In patients with MC, there is usually edema of the intestinal wall, which impedes drug absorption. ²⁰ Therefore, parenteral administration of T3 and T4 is generally recommended. It is crucial to administer glucocorticoids prior to thyroid hormone replacement owing to the potential for thyroid hormone therapy to enhance cortisol clearance and precipitate adrenal insufficiency. ²¹ Supportive therapy is also crucial for patients with MC, comprising airway and circulatory support, correction of electrolyte disturbances, and passive warming. In our patient, as parenteral preparations of T4 or T3 were unavailable, levothyroxine was administered via nasogastric feeding tube. In some reported cases, enteral administration of levothyroxine is a viable treatment option for MC in the absence of parenteral preparations of T4 or T3. ^{3 , 22} Fortunately, our patient’s final outcome and prognosis were favorable.

NPPE is the result of fluid translocation from the capillaries into the interstitial and alveolar spaces by negative intrathoracic pressure generated by forceful inspiration to overcome upper airway obstruction. ²³ NPPE is reported mainly in adults as a consequence of post-operative laryngospasm. ²⁴ The typical clinical presentation comprises hypoxemia, pink frothy sputum, and abnormalities on chest radiographs. ²⁵ In most cases, NPPE resolves rapidly within 24 to 48 hours once the airway obstruction is resolved. ²⁶ In the present case, chest radiographs revealed bilaterally symmetrical and diffuse interstitial and alveolar infiltrates (Figure 1), which are consistent with typical imaging findings of NPPE. Furthermore, echocardiography did not reveal evidence of cardiac systolic or diastolic dysfunction; thus, cardiogenic pulmonary edema was ruled out. During endotracheal intubation, severe peri-laryngeal edema was observed in our patient, which was caused by MC and resulted in upper respiratory obstruction. The primary etiology of NPPE is attributed to the generation of strong inspiratory negative pressure resulting from upper respiratory tract obstruction. ²⁷ Following tracheal intubation and subsequent mechanical ventilation, resolution of the upper airway obstruction in our patient led to gradual resolution of the pulmonary edema (Figure 1).
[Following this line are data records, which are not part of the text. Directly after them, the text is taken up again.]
PR #3016, opened 2023-01-29
decpmul carry fix, 0re vs elre0re

icecream17:
decpmul doesn't carry the ones place multiplication,
the fix makes ex-decpmul longer

rename renegeudv to renegeulemv and remove extra hypothesis
elre0re saves 1cn and cnre over 0re, use in real subtraction
theorems are longer but some get shortened

add readdsub and renpncan3, resubidaddid1lem is now unused


wlammen (approved):
This is all within your mathbox.  Without looking closer into what this is about, I don't see a reason why we should not let you proceed as you like.

PR #3017, opened 2023-01-30
add forgotten mo3OLD and remove ax-13 from sbnf2

wlammen:


wlammen:
* remove ax-13 from sbnf2 and move it to the ax-12 section
* add forgotten mo3OLD

tirix (approved):

benjub:
@wlammen : It looks like there was a change between the approval and the merge ? @david-a-wheeler : shouldn't this be disallowed by github with our parameterization ?

(in the present case, the change is fine, but as a policy, I think we should forbid it, that is, a new change should "invalidate" the approval)

benjub:
re-ping @david-a-wheeler : isn't there a way to paramaterize our github repo so that a new commit invalidates previous approvals ? (see my post just above for the reasons)

PR #3021, opened 2023-02-01
iset.mm extensible structures: slots and cleanups

jkingdon:
This includes:

* Add the first few theorems from the section "Slot definitions" in set.mm. Most notably, `strleun` but a few others as well.
* Change the hypotheses of many of the structure theorems to be ``E = Slot ( E ` ndx ) /\ ( E ` ndx ) e. NN`` and provide a few theorems to help satisfy that hypothesis
* A version of https://us.metamath.org/mpeuni/setsidvald.html with a decidability condition
* Copying theorems from set.mm to iset.mm and fixing one comment in both set.mm and iset.mm

Many of these items were discussed in https://github.com/metamath/set.mm/pull/3008#issuecomment-1407805505

### DIFF
--- a/iset-discouraged
+++ b/iset-discouraged
@@ -315,7 +315,7 @@
 "spimth" is used by "equveli".
 "strnfvn" is used by "baseval".
 "strnfvn" is used by "ndxarg".
-"strnfvn" is used by "strn0".
+"strnfvn" is used by "strsl0".
 New usage of "0cnALT" is discouraged (0 uses).
 New usage of "0reALT" is discouraged (0 uses).
 New usage of "19.21h" is discouraged (3 uses).
--- a/iset-discouraged
+++ b/iset-discouraged
@@ -94,6 +94,9 @@
 "axresscn" is used by "peano5nnnn".
 "axresscn" is used by "recriota".
 "axresscn" is used by "rereceu".
+"basendx" is used by "1strstrg".
+"basendx" is used by "2strbasg".
+"basendx" is used by "2strstrg".
 "bj-axemptylem" is used by "bj-axempty".
 "bj-axemptylem" is used by "bj-axempty2".
 "df-div" is used by "divfnzn".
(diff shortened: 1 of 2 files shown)


iset.mm
```diff
@@ -126196,6 +126239,15 @@ class of all (base sets of) groups is proper.  (Contributed by Mario
     ndxid $p |- E = Slot ( E ` ndx ) $=
       ( cnx cfv wceq cslot ndxarg eqcomi sloteq syl5eq ax-mp ) BEAFZGZANHZGNBAB
       CDIJOABHPCBNKLM $.
+
+    $( A structure component extractor is defined by its own index.  That the
+       index is a natural number will also be needed in quite a few contexts so
+       it is included in the conclusion of this theorem which can be used as a
+       hypothesis of theorems like ~ strslfv .  (Contributed by Jim Kingdon,
+       29-Jan-2023.) $)
+    ndxslid $p |- ( E = Slot ( E ` ndx ) /\ ( E ` ndx ) e. NN ) $=
```
avekens, line 126248: Would it be useful in set.mm, too?

avekens (approved):

david-a-wheeler:
I think requiring a slot to be a member of `NN` is reasonable, and it'd be nice to avoid *unnecessary* differences between set.mm and iset.mm like this. So I think we should entertain the idea. However, I think Mario's input is key here, there may be something I don't see here.

david-a-wheeler:
@digama0 - can you please chime in, *especially* on the idea of limiting slot indexes to `NN`? I'd like to prevent completely unnecessary differences between set.mm and iset.mm, but perhaps there's an unfortunate limitation this implies that I don't see.

tirix:
@david-a-wheeler I think this was actually suggested by @digama0 in [this comment](https://github.com/metamath/set.mm/pull/3008#issuecomment-1407714158).

david-a-wheeler:
@tirix - great! I guess it's not hard to get Mario on board, since he suggested it. If it's not too hard, we might want to move that to set.mm, to eliminate unnecessary differences between set.mm and iset.mm.

iset.mm
jkingdon: You've done a lot of the recent work in set.mm so you might have as many thoughts on that as I, but I would think that it could be.  Presumably it would be useful if done in conjunction with rearranging some of the theorems which would use it, that is those that have separate ``E = Slot ( E ` ndx )`` and ``( E ` ndx ) e. NN`` hypotheses (or variations on that which amount to the same thing).

PR #3023, opened 2023-02-01
add links to some *v theorems

wlammen:
and: Use mo3OLD in mo4fOLD to better reflect the initial version of mo4f

### DIFF
--- a/discouraged
+++ b/discouraged
@@ -9336,6 +9336,7 @@
 "mndomgmid" is used by "isdrngo2".
 "mndomgmid" is used by "ismndo2".
 "mndomgmid" is used by "rngoidmlem".
+"mo3OLD" is used by "mo4fOLD".
 "mpv" is used by "mulcompr".
 "mulassnq" is used by "1idpr".
 "mulassnq" is used by "addclprlem2".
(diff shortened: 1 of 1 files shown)


set.mm
```diff
@@ -21845,8 +21850,9 @@ proposition with a distinct variable (closed form of ~ nfsb4 ).
 
   ${
     $d z w ph $.
-    $( An equivalent expression for double existence.  (Contributed by Wolf
-       Lammen, 2-Nov-2019.) $)
+    $( An equivalent expression for double existence. for a version requiring
```
benjub, line 21853: f -> F

set.mm
```diff
@@ -21440,9 +21444,10 @@ proposition with a distinct variable (closed form of ~ nfsb4 ).
 
   ${
     $d y w z $.  $d x w $.
-    $( Substitution applied to an atomic wff.  (Contributed by Raph Levien and
-       FL, 4-Dec-2005.)  Remove dependency on ~ ax-11 .  (Revised by Wolf
-       Lammen, 21-Sep-2018.) $)
+    $( Substitution applied to an atomic wff.  For a version requiring disjoint
```
benjub, line 21447: to an atomic wff -> to an equality
(an atomic formula can also be of the form `x e. y`)
It can even be "Substitution in an equality."

benjub (approved):

PR #3028, opened 2023-02-04
Improve geometry documentation on congruence, fixes #2984

### LINKED ISSUE #2984: tgsss1, tgsss2, and tgsss3 are not SSS as intended

david-a-wheeler:
Improve documentation about our approach to congruence in the geometry section.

The young woman in the present case may have had undiagnosed severe hypothyroidism for several years, considering her previous signs and symptoms. Although there was no intra-operative hypothermia, surgery and anesthesia precipitated the onset of MC in this patient. The anesthesiologist was unaware that the patient had developed MC after the operation, and removed the endotracheal tube. Following extubation, the patient experienced severe hypoxemia exacerbated by NPPE due to airway obstruction. Notably, prompt diagnosis and treatment resulted in a favorable prognosis, without complications. Therefore, early identification and timely intervention for hypothyroidism in high-risk patients are crucial in preventing MC.

Conclusion

Although MC is a rare endocrine emergency, anesthesiologists’ awareness should be enhanced, particularly regarding the potential of MC to cause peri-operative hypoxemia. Prompt diagnosis followed by treatment is essential to reduce the mortality rate associated with this condition.